Republicans first passed voter ID in 2013, which required voters to provide proof of photo identification before they can cast a ballot. Prior to the 2016 presidential election, a federal court struck down the ID law, stating that it was a violation of the Voting Rights Act of 1965. In November 2018, the General Assembly placed the issue of voter ID on the ballot as an amendment to the state’s constitution. Voters approved the amendment by a margin of 55.5%-44.5%.
But in September 2021, a three-judge panel found that the amendment was unconstitutional, stating that it was discriminatory towards Black voters. In December 2022, the state Supreme Court, then under Democratic control, affirmed in a 4-3 opinion that the ID law was unconstitutional because it violated the North Carolina Constitution.
“The provisions enacted … were formulated with an impermissible intent to discriminate against African American voters in violation of the North Carolina Constitution,” Justice Anita Earls wrote in her opinion.
As with Leandro, once Republicans took control of the Court, they agreed to rehear the case following a petition from Republican lawyers. The court reheard the case in March 2023 and ultimately issued an opinion authored by Justice Berger Jr., in which the Court reversed its decision from just four months prior and argued that the voter ID bill did not violate the state constitution as had previously been decided.
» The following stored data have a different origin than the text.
PR #632, opened 2026-09-22
[feat] add support for reserved IPv4 range in NodeBalancer backend allocation

vsilva-akamai:
### Summary

- Adds `--nodebalancer-backend-ipv4-reserved-range` and the matching Helm value for reserving the highest `/30` in a configured NodeBalancer backend subnet.
- Allocates the first available `/30` below the reserved range by reading the subnet's existing NodeBalancer assignments.
- Rejects invalid reservations, existing assignments that use the reserved range, and service-provided backend ranges that overlap the reservation.
- Adds unit coverage for allocation, validation, VPC option construction, and Helm rendering.

### Rationale

Reserving the highest `/30` prevents CCM-managed NodeBalancer backend allocation from consuming an address range that must remain available for networking.

## Validation

- `go test ./cloud/linode -count=1`
- `make helm-template`

### General

### Pull Request Guidelines

1. [x] Have you added tests?


deploy/chart/templates/daemonset.yaml
```diff
@@ -135,10 +135,16 @@ spec:
...
+            {{- if hasKey .Values.routeController "configureCloudRoutes" }}
+            - --configure-cloud-routes={{ .Values.routeController.configureCloudRoutes }}
+            {{- else }}
+            - --configure-cloud-routes=true
+            {{- end }}
             {{- with .Values.routeController.routeReconciliationPeriod }}
             - --route-reconciliation-period={{ . }}
             {{- end }}
+            {{- else if hasKey .Values "configureCloudRoutes" }}
+            - --configure-cloud-routes={{ .Values.configureCloudRoutes }}
```
AshleyDumaine: Doesn't this make it so `--configure-cloud-routes` is passed twice if values has `routeController.configureCloudRoutes` and `configureCloudRoutes` set?
If we want to add support to configure cloud routes outside of enabling the route controller, we might want to deprecate/remove the option from the route controller itself.

AshleyDumaine:
Can you document the new feature on `docs/configuration/environment.md` and `docs/configuration/loadbalancer.md` as well?

deploy/chart/templates/daemonset.yaml
vsilva-akamai: I teested this with both keys set to opposite values to check which one would be  the winner, only one `--configure-cloud-routes` renders, and it's the routeController one. 
L146 is the else if arm of the {{- if .Values.routeController }} at L124, so the two branches don't both fire. Letting the top-level false pass would render `--enable-route-controller=true` `--configure-cloud-routes=false`, which stops the route controller from start.

vsilva-akamai:
```
$ helm template ccm ./deploy/chart \
    --set configureCloudRoutes=false \
    --set routeController.configureCloudRoutes=true \
    --set routeController.vpcNames=vpc1 --set routeController.clusterCIDR=10.0.0.0/8
```

```
          name: ccm-linode
          args:
            - --leader-elect-resource-lock=leases
            - --v=3
            - --secure-port=10253
            - --webhook-secure-port=0
            - --enable-route-controller=true
            - --configure-cloud-routes=true
            - --vpc-names=vpc1
            - --cluster-cidr=10.0.0.0/8
```

vsilva-akamai:
> Can you document the new feature on `docs/configuration/environment.md` and `docs/configuration/loadbalancer.md` as well? I think we'll also want a new chainsaw e2e test for this.

I updated the docs as requested, and now I'm working on getting the Chainsaw tests implemented and working.

PR #831, opened 2019-12-15
Update CMME logo

cmmeio:


kolya182:
@cmmeio You completely changing icon image, do you have link to where i can check if this is correct logo for this token ?

PR #853, opened 2019-12-17
Add WavesAssist to Trust Wallet

sanderwaves:


kolya182:
@sanderwaves Are you adding these two on behave of validators ?. Please find me in telegram t.me/mykola

PR #855, opened 2019-12-17
Added P2P Validator to Tezos

vadimicus:
Happy to be part of the Trust platform


kolya182:
@vadimicus Website seems to be not working https://www.host-tracker.com/InstantCheck/2/cdf8d176-0821-ea11-a5ff-0003ff7328cc/ please find me in telegram t.me/mykola

vadimicus:
We where under the maintenance, and it was just front. All Validators are alive with 100% uptime.

PR #860, opened 2019-12-17
Update cmc map

kolya182:
What changed
- Added new ERC20 contracts and removed no longer available 
- Updated some contract
- Preserve if coin id order for tickers with same id


Pantani:
Do we already have a test for duplicate records?

kolya182:
> Do we already have a test for duplicate records?
Not exactly to check if objects deeply equal (tested this case and jest hang when looping overs elemetns) but we have other test to check  duplicates. But in general BA should ignore duplicates

PR #871, opened 2019-12-19
Add logo via upload

ceocharles:


leecharles:
The logo does not display on TrustWallet.

ceocharles:
The logo is visible on the iPhone, but not on the Android phone. And on the iPhone, even though it is registered as GoChain, it is displayed as ERC20, not G020.

PR #878, opened 2019-12-20
Upload NRVCOIN logo

AnuningMDT01:


kolya182:
You don't need make changes to multiple images, here is how it should be donehttps://github.com/trustwallet/assets/commit/88732a533f7a327ed5bacb9a8f612747687796f8

PR #889, opened 2019-12-21
Validity (VLDY) image integration

deoidh:
Address: 0x904da022AbCF44EbA68d4255914141298a7F7307
Webiste: vldy.org


samgos:
Seems that IND token didn't checksum their address hence the build fail, 
will leave it to the repo operator to solve.

PR #910, opened 2019-12-25
Add payout percents for Tron and Tezos validators

dpereskokov:
Source info for Tron validators payout percents:
```
- https://www.tron2moon.com/calculator.php
- https://tron.live/tronsr/
```

Source info for Tezos validators payout percents:
```
- https://tezos.fish/ru/leaderboard/all
```

Several validators couldn't be found in the sources and kept payout as 0%

Fixes: #909


vikmeup:
Can we not use 0%? There is some validators that pay out and it set to 0%

PR #930, opened 2019-12-31
Add Baking Tacos tezos validator

utdrmac:
This PR adds Baking Tacos as a validator to Tezos. Baking Tacos is listed on Ledger Live, and Atomic Wallet. They should be listed here too.


kolya182:
Hi @utdrmac Are you adding on behalf of validator ?.  If yes, please contact me in telegram (see bio).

The Republican-controlled court also agreed to rehear another case that challenged the validity of the congressional and state legislative maps drawn by the General Assembly following the 2020 US Census.
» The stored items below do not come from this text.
PR #947, opened 2020-01-03
Request to Remove Old Duplicate Token Name

cbucks:
We would like to completely remove the listing of our previous old duplicate token so that it will not appear on the search results.

We need to remove this because our token holders are confused.

I removed the address from the whitelist.json and added it into the blacklist.json file.

Please advise if this is the correct way of removing a token from the search results.

Thank you and have a nice day.


kolya182:
I will fix this today

PR #954, opened 2020-01-04
add "melea ◮👁◭" Cosmos Validator 

iammelea:


kolya182:
@iammelea  Can you find me in telegram, see bio

PR #1153, opened 2020-02-04
Whitelist ECYT token

vcoolish:


kolya182:
Whitest is auto generated, i will take a look what is about this address

vcoolish:
Didn't know it's automatically

kolya182:
Token has not image as minimum requirement to get on whitelist

PR #1258, opened 2020-02-18
Add token info.json

zachzwei:
Adding token info and provided basic information about  top 35 token assets on CMC.


ismaelapariciojr (commented):
**@cryptomanz1 @ **

PR #1438, opened 2020-03-12
Ztar Icon Update

marco2142:
Ztar Icon Update 256x256 png format


marco2142:
i need update the icon

PR #1466, opened 2020-03-16
Solana: Updated logo and init validators

CriesofCarrots:
Update solana logo, and add empty validators file.

We will be fleshing out this file as we onboard validators over the next few days, but in the meantime, I am hoping the existence of the file will unblock our blockatlas integration.


CriesofCarrots:
The CI failures don't seem related to solana; I rebased on master in case I was missing a fix. Please let me know if I am missing something.

kolya182:
I will take a look

PR #1474, opened 2020-03-17
0x61D0ADfCF76225F3060eD9F72a5d74523c8eCabE.json

ghost:
obidua Provides Customers for retailers from his nearby location around 0-2 km that’s why retailer can easily deliver the item to customers doorstep within 10-30 minutes of rapid fast delivery. If retailers got an average of 5 to 10 orders per day than we provide him facility of a delivery Counter/Boy. We also catching up rural areas users through pickup and drop point facility to serve batter way.

logo


MznRahi:
logo

MznRahi:
logo

PR #1540, opened 2020-03-24
Update info

StakingShop:
Atm is full capacity


TezoShop:
hello guys, my baking capacity for new delegations at the moment is full. I ask you to suspend my service until I increase the capacity. thanks

kolya182:
Thanks for an update, we will need to implement automatic capacity check on https://github.com/trustwallet/blockatlas, any ideas how we can do that ?

TezoShop:
Hi, automatic capacity check in tezos does not make sense, as delegates can come and go at any time. The best option remains the opinion of the validator on the need to close the reception of delegations. This happens quite rarely with large validators. With small bakers like me, this can happen more often.

PR #1573, opened 2020-03-26
Add RIZIN Token Logo

rizintechnology:
Token Name: RIZIN
Symbol: RZN
Contract Address: 0xA13d570cea90D9Ae0AAe2C2BbA975645BC82ae85


zachzwei:
@kolya182 
This token does not appear when search via token name, ticker and even contract.
Can you check please?
Thanks.

PR #1629, opened 2020-03-30
Please Add this Token

ghost:
Tether DeFi (USDD) is called a stablecoin because it was originally designed to always be worth $1.00, maintaining $1.00 in reserves for each tether issued. Nevertheless, Tether DeFi (USDD) Limited states that owners of tethers have no contractual right, other legal claims, or guarantee that tethers will be redeemed or exchanged for dollars.


kolya182:
Stop spamming with this shitcoins

PR #1638, opened 2020-03-31
ETLX not appearing on search bar *BUG*

electrolitetoken:
ETLX not appearing on search bar *BUG*


kolya182:
I'm able to search by `ETXL` and `ETL`, what issue do you experience ?

PR #3843, opened 2020-09-07
Add Swerve Finance

ghost:
Logo + Info


98farhan94:
Please change the name to just "Swerve" instead of "Swerve Finance", thanks!

PR #3914, opened 2020-09-11
ADD LGO

chungiii:


catenocrypt:
This PR is wrong.  What is the contract address?  The logo should be under a folder corresponding to the token contract, in checksum notation.  Also filename should be just logo.png, not logo.png.png.
Closing this PR, please create new one with correct file name & location.

blockchains/ethereum/info/logo.png.png

PR #4036, opened 2020-09-18
Logo removed and replaced by new one

Ymen-geek:


Ymen-geek:
Logo was too big, updated to a correct size. Waiting for approval ! Thanks !

PR #4163, opened 2020-09-26
Update Orion Protocol Token 

Simon0x:
Due to the KuCoin hack we deployed a new token. 
More informations about the token swap: https://blog.orionprotocol.io/tokenswap


koloale:
The payment has been done. Txid: E6E14DCE579AB5E02DA293A23E59EFFA35F9E88DAFC61634A44868BB07C6DB43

The Democratic-controlled state Supreme Court ruled on the case in early 2022, throwing out the maps. As a result of the redrawn maps ordered by the court, Democrats and Republicans split the state’s 14 Congressional seats evenly at 7-7, though Republicans maintained a supermajority in the state senate, as well as an overall majority in the House.
After Republicans took control of the court after the 2022 elections, they issued a new ruling in the case in April 2023, with Chief Justice Newby authoring the majority opinion. The justices reversed the original decision in the case, finding that the Court had no authority to address issues like partisan gerrymandering, and that the power to draw legislative districts rested with the legislature.
Abortion Rights
While the state Supreme Court has not issued a major ruling on abortion rights following the overturning of Roe v. Wade in June 2022, state courts across the country are now issuing decisions that impact reproductive rights.
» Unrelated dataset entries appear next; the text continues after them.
PR #4239, opened 2020-10-01
Add Starname (IOV)

davepuchyr:
As requested in https://github.com/trustwallet/wallet-core/pull/1123#issuecomment-701705700.


catenocrypt:
Do we need the validators folder?  I think not.

Fee can be ignored as this is a prereq for a new blockchain support.

catenocrypt (changes requested):
Validators folder not needed for now, please remove.

davepuchyr:
> Validators folder not needed for now, please remove.

But we do have validators https://www.mintscan.io/starname/validators.

PR #4264, opened 2020-10-02
add DEUS token info and logo

bi0hazard12:


bi0hazard12:
I don't understand why the folder path seems not working.

Can anyone help me? Thks

PR #4265, opened 2020-10-02
add DEUS logo token and info

bi0hazard12:


bi0hazard12:
Having checks error and don't understand why.

Can someone help me? Thank you

PR #4430, opened 2020-10-14
Add DOKI info and logo

dokidokidefi:
On Etherscan, holders are only showing 300, because people have staked all their tokens into our platform. We should have well over 1000 tokens holders and 7m volume on Uniswap so I hope we are qualified to be added. Thanks!


Iamdeadlyz:
As per our policy, brand new tokens are not included. There is a minimum requirement of 500 holder addresses and 1000 transactions in order to filter out scam tokens. See the criteria at (mentioned in the first message by the bot): https://community.trustwallet.com/t/how-to-submit-a-token-logo/3863#how-to-get-approved

This token has below-limit usage yet. Even though there's a staking program, we need to see that it reached the above requirements. Rejecting PR for now. Please come back to us when all criteria are met.
https://etherscan.io/token/0x9ceb84f92a0561fa3cc4132ab9c0b76a59787544 (334, 20,370)

dokidokidefi:
Hi, we have had over 700 holders before staking was activated. Now there
are over 1000 users on our platform, and you can see that there are 20,000
transactions in just a few days. We are not simply a "holding" token as our
platform will require users to stake their token for various purposes, so
the current holder count doesn't paint an accurate picture of our user
base. You can see that everyday over 1000 unique users are using our
product, based on the transactions. Our community size is also over 13k
now. I hope that you can reconsider based on this, because our next NFT
product will also require users to stake their token into smart contracts.
Best Regards,
Rei from Doki Doki Finance
[image: image.png]
[image: image.png]

PR #4505, opened 2020-10-19
modify ERC20 PRE

zachzwei:
https://medium.com/@presearch/presearch-token-swap-complete-9a454d976a52
old token: https://etherscan.io/token/0x88a3e4f35d64aad41a6d4030ac9afe4356cb84fa
new token: https://etherscan.io/token/0xEC213F83defB583af3A000B1c0ada660b1902A0F


TModMarco:
Hi @zachzwei ,

It looks like the old smart contract address got added to the blacklist, which is great.

However, it still shows up in the mobile application. Two 'PRE' tokens with the same logo on my end, and then one with and one without a logo on our CTO's end.

Could this be looked into? It seems like the denial list isn't working to remove our old token address.

Thank you.

zachzwei:
The old token is still cached on the app.
You can just swipe it to the left to disable it.

PR #4512, opened 2020-10-19
zinFinance

MuzammalRamzan:
We have 500+ users and 1000+ transactions and we have registered token at uniswap and want to add logo with token


catenocrypt:
Closing, see #4513 .

PR #26850, opened 2023-11-27
Add Legend VII and VIII Validator Logos.

Legend-I:


Legend-I:
> Your logo should be a full screen, 256x256.

Are you sure the logos size must be 256x256 and not 512x512 ?

All the logos that I submitted in the past for the other validators were 512x512 in size and they were all accepted.

The logos submitted here are also 512x512, same as existing logos for the other validators.

Legend-I:
> Please change size logos

OK done.

PR #27127, opened 2024-01-02
Added new solana validator

acgarzon:


acgarzon:
Is there anything else I need to do?

Please, let me know

PR #27152, opened 2024-01-04
Change type opBNB and LINEA

cryptomanz1:


defisaur:
@vcoolish we need to rename opBNB again? Just to confirm

PR #27237, opened 2024-01-17
Add MXC layer 3 chain

sheenhx:
Hey we want to add our Layer3, chain id 18686

Please check the RPC and other confs here : https://chainlist.org/chain/18686


sheenhx:
Morning, if it is merged users won't need to update their app to use our chain right?

sheenhx:
@Cryptocool1 @Milerius hey, any reply

sheenhx:
@Cryptocool1 hey any reply?

Cryptocool1:
Thanks for your interests, we will consider to add it later

PR #27268, opened 2024-01-20
Create 0xBd4B29918D92d613B019252091aB0189f354534f

Matsuri888:
logo
logo.png


Matsuri888:
does after payment our logo should be aviable in trust wallet ? . this is important to work seriously .

Our token is tracked everywhere , only trust wallet is missing.
thank you for the understanding.

PR #27269, opened 2024-01-20
update the coinmarketcap details 

erience:
We have updated the CMC Url so Price can be visible in Trust Wallet


jayboy502:
What do u mean what is the pr

PR #27435, opened 2024-02-18
Migration for BBANK -> FI

cryptomanz1:


cryptomanz1:
https://blockbank.ai/announcements/fi-token-live/

PR #27452, opened 2024-02-19
Added info for ERROR404 MEME

error404meme:
Added info for ERROR404 MEME


error404meme:
Hello,
We are an ERC404 token. It says we do not meet the criteria so we would like to know if you're going to list us if we pay or not. Since we're ERC404 holders count might be buggy or similar. Thanks.

PR #27583, opened 2024-03-08
upload gfal info

cgascons:


cgascons:
update gfal info

cgascons (commented):
all good now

An Alabama Supreme Court ruling in February determined that embryos used for in vitro fertilization (IVF) were legally children, leading IVF providers in the state to temporarily halt services. In Florida, the state Supreme Court upheld a six-week abortion ban passed by the legislature and signed by Governor Ron DeSantis. Arizona’s Supreme Court, meanwhile, resurrected an 1864 law that effectively banned abortions in almost all cases except to save the life of the mother. (The legislature and Governor Katie Hobbs have since passed legislation repealing the 1864 ban).
Collectively, these court rulings highlight that the future for the fight for reproductive rights in the United States will take place at the state level.
“State supreme courts are going to be the last word on whether women have the right to access reproductive healthcare, and not just abortion but miscarriage treatment and IVF,” Riggs told Cardinal & Pine in April.
As it stands, with its current make-up, it is likely the North Carolina Supreme Court would issue conservative rulings on the topic of reproductive rights.
But if Riggs defeats Republican Appellate Court Judge Jefferson Griffin in November, and if Democrats can hold Justice Anita Earls’ seat in 2026, they have an opportunity to retake the majority in 2028 and reverse the rightward drift of the court.